— THE TASK —
Every line of the data that includes "effectively" should be copied out.

— DATA FOR REVIEW —
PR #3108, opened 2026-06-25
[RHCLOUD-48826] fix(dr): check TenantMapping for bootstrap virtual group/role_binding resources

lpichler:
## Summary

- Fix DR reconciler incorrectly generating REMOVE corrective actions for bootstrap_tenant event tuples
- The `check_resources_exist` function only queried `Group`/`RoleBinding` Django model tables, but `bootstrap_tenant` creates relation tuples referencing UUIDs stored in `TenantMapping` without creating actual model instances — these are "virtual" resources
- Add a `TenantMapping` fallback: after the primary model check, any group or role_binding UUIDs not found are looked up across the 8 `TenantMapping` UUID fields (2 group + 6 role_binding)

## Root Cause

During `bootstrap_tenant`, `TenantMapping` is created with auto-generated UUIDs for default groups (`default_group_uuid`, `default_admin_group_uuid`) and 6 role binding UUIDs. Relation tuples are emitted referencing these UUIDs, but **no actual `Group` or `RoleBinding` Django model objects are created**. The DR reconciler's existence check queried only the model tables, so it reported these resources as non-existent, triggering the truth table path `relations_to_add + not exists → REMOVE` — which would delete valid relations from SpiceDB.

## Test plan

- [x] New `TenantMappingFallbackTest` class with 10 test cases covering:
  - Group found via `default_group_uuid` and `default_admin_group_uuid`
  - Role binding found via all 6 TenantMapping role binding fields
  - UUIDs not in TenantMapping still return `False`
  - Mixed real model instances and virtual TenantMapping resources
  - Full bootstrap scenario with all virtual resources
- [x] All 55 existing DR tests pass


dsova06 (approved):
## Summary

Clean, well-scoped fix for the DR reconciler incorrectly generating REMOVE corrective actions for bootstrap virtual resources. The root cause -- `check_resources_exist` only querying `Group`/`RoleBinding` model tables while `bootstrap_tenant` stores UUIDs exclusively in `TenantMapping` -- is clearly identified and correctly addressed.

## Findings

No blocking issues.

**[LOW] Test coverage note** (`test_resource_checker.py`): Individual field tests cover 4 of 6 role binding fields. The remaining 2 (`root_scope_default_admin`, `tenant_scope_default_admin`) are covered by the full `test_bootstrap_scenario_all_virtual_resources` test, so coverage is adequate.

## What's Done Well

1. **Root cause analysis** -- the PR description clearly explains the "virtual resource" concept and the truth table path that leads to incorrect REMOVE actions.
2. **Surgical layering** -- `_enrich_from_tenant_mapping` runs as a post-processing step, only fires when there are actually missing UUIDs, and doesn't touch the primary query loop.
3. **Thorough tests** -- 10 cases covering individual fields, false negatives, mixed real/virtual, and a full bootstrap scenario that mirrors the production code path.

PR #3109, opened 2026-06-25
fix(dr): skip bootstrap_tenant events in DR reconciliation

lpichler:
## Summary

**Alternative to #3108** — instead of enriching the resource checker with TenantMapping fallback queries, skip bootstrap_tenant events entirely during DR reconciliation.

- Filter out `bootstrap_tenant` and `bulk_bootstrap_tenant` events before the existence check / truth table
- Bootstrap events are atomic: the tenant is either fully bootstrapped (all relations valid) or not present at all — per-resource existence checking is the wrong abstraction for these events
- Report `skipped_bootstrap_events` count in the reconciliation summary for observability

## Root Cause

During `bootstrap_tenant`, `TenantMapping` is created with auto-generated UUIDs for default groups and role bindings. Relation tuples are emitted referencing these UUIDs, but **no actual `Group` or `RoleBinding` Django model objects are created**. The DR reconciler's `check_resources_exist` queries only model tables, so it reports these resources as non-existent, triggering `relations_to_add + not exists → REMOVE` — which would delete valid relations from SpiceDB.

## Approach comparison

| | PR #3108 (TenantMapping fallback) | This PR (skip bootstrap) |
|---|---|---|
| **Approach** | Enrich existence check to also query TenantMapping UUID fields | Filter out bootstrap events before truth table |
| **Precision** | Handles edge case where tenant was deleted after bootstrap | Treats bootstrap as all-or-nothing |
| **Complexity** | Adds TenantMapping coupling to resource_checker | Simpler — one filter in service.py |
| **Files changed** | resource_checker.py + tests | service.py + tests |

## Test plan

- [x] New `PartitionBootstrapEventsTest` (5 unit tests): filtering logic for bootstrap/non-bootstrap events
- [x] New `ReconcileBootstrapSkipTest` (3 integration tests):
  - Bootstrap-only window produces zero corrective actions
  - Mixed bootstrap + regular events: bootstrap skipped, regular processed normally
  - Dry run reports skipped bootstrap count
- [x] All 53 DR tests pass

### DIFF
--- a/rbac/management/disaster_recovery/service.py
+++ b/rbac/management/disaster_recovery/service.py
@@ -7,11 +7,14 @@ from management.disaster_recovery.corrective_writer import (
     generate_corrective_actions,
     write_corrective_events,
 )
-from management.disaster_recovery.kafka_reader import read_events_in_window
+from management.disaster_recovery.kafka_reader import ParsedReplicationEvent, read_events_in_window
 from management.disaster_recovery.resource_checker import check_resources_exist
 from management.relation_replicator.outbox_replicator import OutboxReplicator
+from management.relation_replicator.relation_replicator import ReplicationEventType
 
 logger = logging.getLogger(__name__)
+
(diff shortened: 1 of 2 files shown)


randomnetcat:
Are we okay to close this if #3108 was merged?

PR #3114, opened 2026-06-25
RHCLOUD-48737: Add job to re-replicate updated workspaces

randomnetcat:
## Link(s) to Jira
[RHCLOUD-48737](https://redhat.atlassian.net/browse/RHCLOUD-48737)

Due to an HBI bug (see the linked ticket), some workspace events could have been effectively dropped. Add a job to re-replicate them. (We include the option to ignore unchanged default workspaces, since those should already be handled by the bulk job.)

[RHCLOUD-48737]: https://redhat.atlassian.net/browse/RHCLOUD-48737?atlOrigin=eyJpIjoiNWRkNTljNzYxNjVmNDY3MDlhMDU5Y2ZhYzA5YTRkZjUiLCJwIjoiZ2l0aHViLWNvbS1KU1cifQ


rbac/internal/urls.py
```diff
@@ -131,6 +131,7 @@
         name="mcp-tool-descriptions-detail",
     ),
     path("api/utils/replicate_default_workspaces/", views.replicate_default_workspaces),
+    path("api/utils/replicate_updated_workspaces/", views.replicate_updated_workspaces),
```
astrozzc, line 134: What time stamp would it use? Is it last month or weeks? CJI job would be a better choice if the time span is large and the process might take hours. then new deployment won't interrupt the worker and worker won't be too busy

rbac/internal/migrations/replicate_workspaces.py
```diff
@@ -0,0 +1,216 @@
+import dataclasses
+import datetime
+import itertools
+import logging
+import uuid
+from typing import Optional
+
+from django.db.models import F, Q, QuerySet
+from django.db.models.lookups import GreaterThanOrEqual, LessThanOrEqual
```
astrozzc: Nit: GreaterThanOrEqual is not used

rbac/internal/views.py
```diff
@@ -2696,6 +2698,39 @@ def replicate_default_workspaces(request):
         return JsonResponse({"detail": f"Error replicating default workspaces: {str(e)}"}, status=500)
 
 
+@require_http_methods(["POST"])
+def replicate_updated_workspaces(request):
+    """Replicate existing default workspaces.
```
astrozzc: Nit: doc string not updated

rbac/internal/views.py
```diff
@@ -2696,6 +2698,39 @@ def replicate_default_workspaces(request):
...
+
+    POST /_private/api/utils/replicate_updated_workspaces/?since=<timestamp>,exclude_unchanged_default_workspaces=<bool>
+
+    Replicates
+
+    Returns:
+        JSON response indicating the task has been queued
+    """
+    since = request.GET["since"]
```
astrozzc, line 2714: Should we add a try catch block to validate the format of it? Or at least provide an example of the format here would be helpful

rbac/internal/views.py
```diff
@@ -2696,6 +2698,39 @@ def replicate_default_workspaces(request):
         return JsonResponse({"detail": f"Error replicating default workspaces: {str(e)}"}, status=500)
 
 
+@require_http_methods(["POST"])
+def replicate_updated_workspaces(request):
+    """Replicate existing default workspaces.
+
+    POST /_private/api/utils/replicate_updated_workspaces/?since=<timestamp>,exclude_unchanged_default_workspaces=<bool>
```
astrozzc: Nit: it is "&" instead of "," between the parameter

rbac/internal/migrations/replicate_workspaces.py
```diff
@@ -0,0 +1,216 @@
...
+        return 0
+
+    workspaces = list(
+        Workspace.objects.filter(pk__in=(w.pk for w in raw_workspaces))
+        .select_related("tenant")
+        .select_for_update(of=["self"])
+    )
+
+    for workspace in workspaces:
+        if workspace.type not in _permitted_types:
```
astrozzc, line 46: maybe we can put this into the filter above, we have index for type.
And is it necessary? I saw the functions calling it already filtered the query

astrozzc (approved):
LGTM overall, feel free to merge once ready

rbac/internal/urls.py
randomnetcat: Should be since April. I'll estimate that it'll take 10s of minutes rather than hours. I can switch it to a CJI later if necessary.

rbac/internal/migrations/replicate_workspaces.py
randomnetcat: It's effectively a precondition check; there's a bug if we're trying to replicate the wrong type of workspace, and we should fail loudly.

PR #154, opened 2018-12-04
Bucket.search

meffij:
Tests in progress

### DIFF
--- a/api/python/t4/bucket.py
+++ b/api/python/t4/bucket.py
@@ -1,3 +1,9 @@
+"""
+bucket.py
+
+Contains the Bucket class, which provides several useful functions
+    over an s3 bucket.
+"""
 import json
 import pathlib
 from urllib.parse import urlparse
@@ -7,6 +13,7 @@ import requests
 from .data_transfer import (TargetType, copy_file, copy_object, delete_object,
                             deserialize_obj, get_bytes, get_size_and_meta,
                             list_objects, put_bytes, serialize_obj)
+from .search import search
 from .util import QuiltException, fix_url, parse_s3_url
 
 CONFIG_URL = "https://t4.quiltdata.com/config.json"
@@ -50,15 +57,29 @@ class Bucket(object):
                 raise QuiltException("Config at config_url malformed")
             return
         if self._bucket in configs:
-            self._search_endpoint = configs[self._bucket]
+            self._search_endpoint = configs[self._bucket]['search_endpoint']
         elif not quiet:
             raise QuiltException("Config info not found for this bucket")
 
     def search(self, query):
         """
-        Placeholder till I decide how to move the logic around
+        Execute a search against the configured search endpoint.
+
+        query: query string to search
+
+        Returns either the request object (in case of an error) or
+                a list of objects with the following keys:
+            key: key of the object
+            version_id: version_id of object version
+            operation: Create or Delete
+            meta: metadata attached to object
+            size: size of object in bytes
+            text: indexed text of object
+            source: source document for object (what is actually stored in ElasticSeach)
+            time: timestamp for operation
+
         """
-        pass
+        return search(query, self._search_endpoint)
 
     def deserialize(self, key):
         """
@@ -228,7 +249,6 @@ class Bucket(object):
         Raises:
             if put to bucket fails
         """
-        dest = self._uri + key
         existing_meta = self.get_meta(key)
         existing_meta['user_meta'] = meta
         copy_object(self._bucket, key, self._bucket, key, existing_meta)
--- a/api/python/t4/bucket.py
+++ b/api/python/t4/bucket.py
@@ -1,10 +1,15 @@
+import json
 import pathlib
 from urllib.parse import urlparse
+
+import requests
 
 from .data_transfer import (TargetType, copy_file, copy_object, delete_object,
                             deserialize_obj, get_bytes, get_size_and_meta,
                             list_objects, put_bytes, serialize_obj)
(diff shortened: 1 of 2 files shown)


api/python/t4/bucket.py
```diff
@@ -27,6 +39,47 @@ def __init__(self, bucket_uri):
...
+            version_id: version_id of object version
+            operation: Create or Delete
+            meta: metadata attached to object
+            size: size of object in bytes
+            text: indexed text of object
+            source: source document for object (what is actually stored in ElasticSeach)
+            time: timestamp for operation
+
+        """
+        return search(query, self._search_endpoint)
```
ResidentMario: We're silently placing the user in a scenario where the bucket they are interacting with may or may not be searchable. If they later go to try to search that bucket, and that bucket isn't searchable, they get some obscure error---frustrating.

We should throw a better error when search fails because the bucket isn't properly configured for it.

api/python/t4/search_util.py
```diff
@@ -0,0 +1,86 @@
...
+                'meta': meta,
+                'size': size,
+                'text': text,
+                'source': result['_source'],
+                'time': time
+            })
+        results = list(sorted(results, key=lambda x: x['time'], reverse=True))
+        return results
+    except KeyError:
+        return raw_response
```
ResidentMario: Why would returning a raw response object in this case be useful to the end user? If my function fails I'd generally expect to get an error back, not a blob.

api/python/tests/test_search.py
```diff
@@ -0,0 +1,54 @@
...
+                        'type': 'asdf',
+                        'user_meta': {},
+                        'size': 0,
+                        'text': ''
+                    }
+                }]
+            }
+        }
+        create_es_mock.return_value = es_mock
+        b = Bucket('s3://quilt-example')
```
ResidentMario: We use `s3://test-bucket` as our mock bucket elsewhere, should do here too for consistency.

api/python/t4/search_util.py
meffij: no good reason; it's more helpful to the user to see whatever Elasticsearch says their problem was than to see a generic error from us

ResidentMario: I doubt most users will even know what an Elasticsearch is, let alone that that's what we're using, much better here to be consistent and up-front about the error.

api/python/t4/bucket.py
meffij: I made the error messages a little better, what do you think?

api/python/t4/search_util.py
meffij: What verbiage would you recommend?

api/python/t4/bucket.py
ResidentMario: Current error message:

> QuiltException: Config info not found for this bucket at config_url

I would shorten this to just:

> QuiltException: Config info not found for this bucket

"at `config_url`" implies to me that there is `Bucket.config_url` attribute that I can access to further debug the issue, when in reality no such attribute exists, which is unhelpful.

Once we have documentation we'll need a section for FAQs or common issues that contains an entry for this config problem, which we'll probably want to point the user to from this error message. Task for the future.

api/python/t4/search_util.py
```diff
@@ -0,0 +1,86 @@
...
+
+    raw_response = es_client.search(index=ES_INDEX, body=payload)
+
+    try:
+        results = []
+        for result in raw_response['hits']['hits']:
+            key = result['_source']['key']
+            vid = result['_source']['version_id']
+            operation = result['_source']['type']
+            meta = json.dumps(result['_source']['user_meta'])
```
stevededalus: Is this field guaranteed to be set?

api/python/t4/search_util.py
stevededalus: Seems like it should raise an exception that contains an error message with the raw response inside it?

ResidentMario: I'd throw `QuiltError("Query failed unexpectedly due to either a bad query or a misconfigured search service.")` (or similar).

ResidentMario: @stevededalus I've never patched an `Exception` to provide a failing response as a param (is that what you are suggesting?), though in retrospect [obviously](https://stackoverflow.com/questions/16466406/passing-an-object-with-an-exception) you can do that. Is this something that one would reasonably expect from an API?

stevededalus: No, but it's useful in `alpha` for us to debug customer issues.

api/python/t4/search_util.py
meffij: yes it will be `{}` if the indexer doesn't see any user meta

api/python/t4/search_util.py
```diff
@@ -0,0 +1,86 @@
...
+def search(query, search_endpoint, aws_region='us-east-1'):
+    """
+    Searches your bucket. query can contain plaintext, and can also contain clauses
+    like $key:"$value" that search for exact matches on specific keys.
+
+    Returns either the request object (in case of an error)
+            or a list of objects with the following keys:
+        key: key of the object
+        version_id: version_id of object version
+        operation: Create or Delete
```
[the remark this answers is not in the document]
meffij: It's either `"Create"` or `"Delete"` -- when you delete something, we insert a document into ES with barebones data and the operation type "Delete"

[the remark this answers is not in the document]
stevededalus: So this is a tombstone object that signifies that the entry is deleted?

— RESPONSE AREA —
Due to an HBI bug (see the linked ticket), some workspace events could have been effectively dropped. Add a job to re-replicate them. (We include the option to ignore unchanged default workspaces, since those should already be handled by the bulk job.)
randomnetcat: It's effectively a precondition check; there's a bug if we're trying to replicate the wrong type of workspace, and we should fail loudly.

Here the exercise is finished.